Tracking Specific Attributes

INJURY_SEVERITY = {
    "healthy": 0,
    "questionable": 1,
    "doubtful": 2,
    "out": 3
}

def on_injury_change(event):
    old = INJURY_SEVERITY.get(event.data["old_value"], 0)
    new = INJURY_SEVERITY.get(event.data["new_value"], 0)

    if new > old:
        print(f"Injury worsened: {event.entity_slug}")
        # Signal to sell/short related markets
    elif new < old:
        print(f"Injury improved: {event.entity_slug}")
        # Signal to buy related markets

Efficient Polling

Don’t fetch entities one by one.

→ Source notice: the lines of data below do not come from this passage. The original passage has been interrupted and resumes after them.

PR #4556, opened 2021-09-08
Simplify Custom margin

### LINKED ISSUE #4527: Quadrat: Mobile header spacing bug
The Quadrat header appears incorrectly placed on mobile viewports:

Current|Intended
---|--- 
current|new

The issue is both the spacing on top of the title/menu button, and also the spacing in between the title and the tagline.

pbking:
While looking into #4527 I got pretty turned around looking at padding.

This is my suggestion for how we could simplify that.

We are using two values to represent "space between stuff"
`--wp--custom--margin--horizontal` (and `--vertical`) as well as `--wp--custom--post-content--padding--left` (and `--right`).  In some themes the value of post-content padding was based off of custom margin (and some not).  Some of the values are responsive and some are not.  I found it all a bit confusing.

This change consolidates the "space between stuff" to JUST `--wp--custom--gap--horizontal` (and `--vertical`).  The default in blockbase is responsive `min(30px, 5vw)`.

I also found the padding introduced to (most of) the headers was more complicated than it needed to be.  Most were align-full which "busted out" of the site margins and then re-introduced those margins unnecessarily. This change simplifies the headers somewhat by removing the align-full.  Since the headers aren't in the content block there's no default behavior to be "content width" so it naturally expands to the (margined) page width which seems to be the default desired effect.

### DIFF
--- a/mayland-blocks/child-theme.json
+++ b/mayland-blocks/child-theme.json
@@ -79,7 +79,8 @@
 				"selection": "var(--wp--preset--color--selection)"
 			},
 			"margin": {
-				"horizontal": "32px"
+				"horizontal": "32px",
+				"vertical": "30px"
 			},
 			"width": {
 				"default": "750px",
--- a/mayland-blocks/child-theme.json
+++ b/mayland-blocks/child-theme.json
@@ -79,8 +79,7 @@
 				"selection": "var(--wp--preset--color--selection)"
 			},
 			"margin": {
-				"horizontal": "32px",
-				"vertical": "30px"
+				"horizontal": "min(32px, 5vw)"
 			},
 			"width": {
 				"default": "750px",
--- a/mayland-blocks/child-theme.json
+++ b/mayland-blocks/child-theme.json
@@ -78,7 +78,7 @@
 				"background": "var(--wp--preset--color--background)",
 				"selection": "var(--wp--preset--color--selection)"
 			},
-			"margin": {
+			"gap": {
 				"horizontal": "min(32px, 5vw)"
 			},
 			"width": {
--- a/quadrat/sass/templates/_header.scss
+++ b/quadrat/sass/templates/_header.scss
@@ -4,11 +4,7 @@
 
 .site-header {
 	overflow: inherit;
-	padding: 10px 0 60px; // TODO: Maybe replace with a responsive custom variable?
-
-	@include break-medium() {
-		padding: var(--wp--custom--post-content--padding--left);
-	}
+	padding-top: var(--wp--custom--margin--vertical);
 
 	.wp-block-site-logo {
 		margin-right: var(--wp--custom--margin--horizontal);
--- a/quadrat/sass/templates/_header.scss
+++ b/quadrat/sass/templates/_header.scss
@@ -2,14 +2,14 @@
 	position: relative; // This is needed so that the polygon is stretched across the whole site.
 }
 
-.site-header {
+.wp-site-blocks .site-header {
 	overflow: inherit;
 	padding-top: var(--wp--custom--margin--vertical);
 
 	// The blockGap is used HORIZONTALLY when the viewport is LARGE (in which case the value defined in theme.json is appropriate) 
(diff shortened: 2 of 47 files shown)


pbking:
This change also forces a smaller gap for the header on small screens now which means this change should fully address #4527

danieldudzic:
This seems comprehensive. Do you have any tips on how to test this thoroughly?

I did a quick test so far, and it does solve the original issue: #4527

quadrat/sass/templates/_header.scss
```diff
@@ -4,12 +4,13 @@
...
 	overflow: inherit;
-	padding: 10px 0 60px; // TODO: Maybe replace with a responsive custom variable?
+	padding-top: var(--wp--custom--margin--vertical);
 
-	@include break-medium() {
-		padding: var(--wp--custom--post-content--padding--left);
+	// The blockGap is used HORIZONTALLY when the viewport is LARGE (in which case the value defined in theme.json is appropriate) 
+	// It needs to be a different value then when the viewport is SMALL and the gap is used VERTICALLY 
+	@include break-small-only() {
+		gap: 2px !important; // !important because Global Styles, which supplies the gap value, is loaded after theme CSS and wins the specificity battle
```
scruffian: Rather than `!important` can we make the selector more specific?

scruffian:
I think the reasoning for adding padding for post content was to handle the case where padding on the post content block is different to the padding around site content. Padding on the post content block can be defined in the theme.json; if you do that then alignfull blocks no longer go to the edge of the window. I'm not sure the best way to handle that case.

quadrat/sass/templates/_header.scss
pbking: I had a higher specificity hack (double-class) initially but the intent didn't seem as obvious.  There's probably a better way than that though.

scruffian: We could use the .wp-site-blocks class

pbking:
> Padding on the post content block can be defined in the theme.json

We weren't actually adding padding to the post-content block though, we were just generating a custom variable we were CALLING post-content and applying it to something that wasn't actually the post-content block.  Which was no small part of my confusion I think (even though I probably was the originator of the confusing naming...)

quadrat/sass/templates/_header.scss
pbking: done

mayland-blocks/child-theme.json
```diff
@@ -79,7 +79,8 @@
 				"selection": "var(--wp--preset--color--selection)"
 			},
 			"margin": {
-				"horizontal": "32px"
+				"horizontal": "32px",
```
jffng: Should mayland blocks get the responsive value also? e.g. 

```suggestion
				"horizontal": "min(32px, 5vw",
```

jffng (commented):
Thank you for revisiting this, the inconsistency of the spacing variable names + how they are applied has bothered me too. 

> "space between stuff"

What do you think about renaming `margin` to `gap` to align with the Gutenberg gap concept? Also since we are using it for both margin and padding in some places.

pbking:
> What do you think about renaming margin to gap to align with the Gutenberg gap concept? Also since we are using it for both margin and padding in some places.

Yes absolutely!  That further clarifies the intent and perhaps the eventual exit strategy.

mayland-blocks/child-theme.json
pbking: Sure.

pbking:
Ok, I have refactored --custom--margin to --custom--gap.  It was a big-ish change as there were quite a few references to --custom--margin but --gap is much clearer everywhere it's used and I like the change.

I believe this is ready for another look see.

jffng (approved):
I removed some of the now defunct margin variables from skatepark and gave this a test across BB & Co. LGTM.

I think this is a nice change that solves the original issue and simplifies our variable naming 👍 

I noticed some issues with Quadrat's padding added directly in the templates, and opened a follow on PR here: https://github.com/Automattic/themes/pull/4574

Use the list endpoint with filtering.
  • Sports injuries: 5-15 minutes
  • Political approval: 1 hour
  • Crypto prices: 1 minute (use dedicated feeds)
Store entity state locally. Only fetch when you need to check for changes.
With a Live API key (300 req/min), you can track ~300 entities per minute at 1-minute intervals.

Webhooks (B2B API)

B2B API subscribers with Pro tier keys can register webhooks for real-time notifications on injury alerts, arbitrage opportunities, market gaps, and more.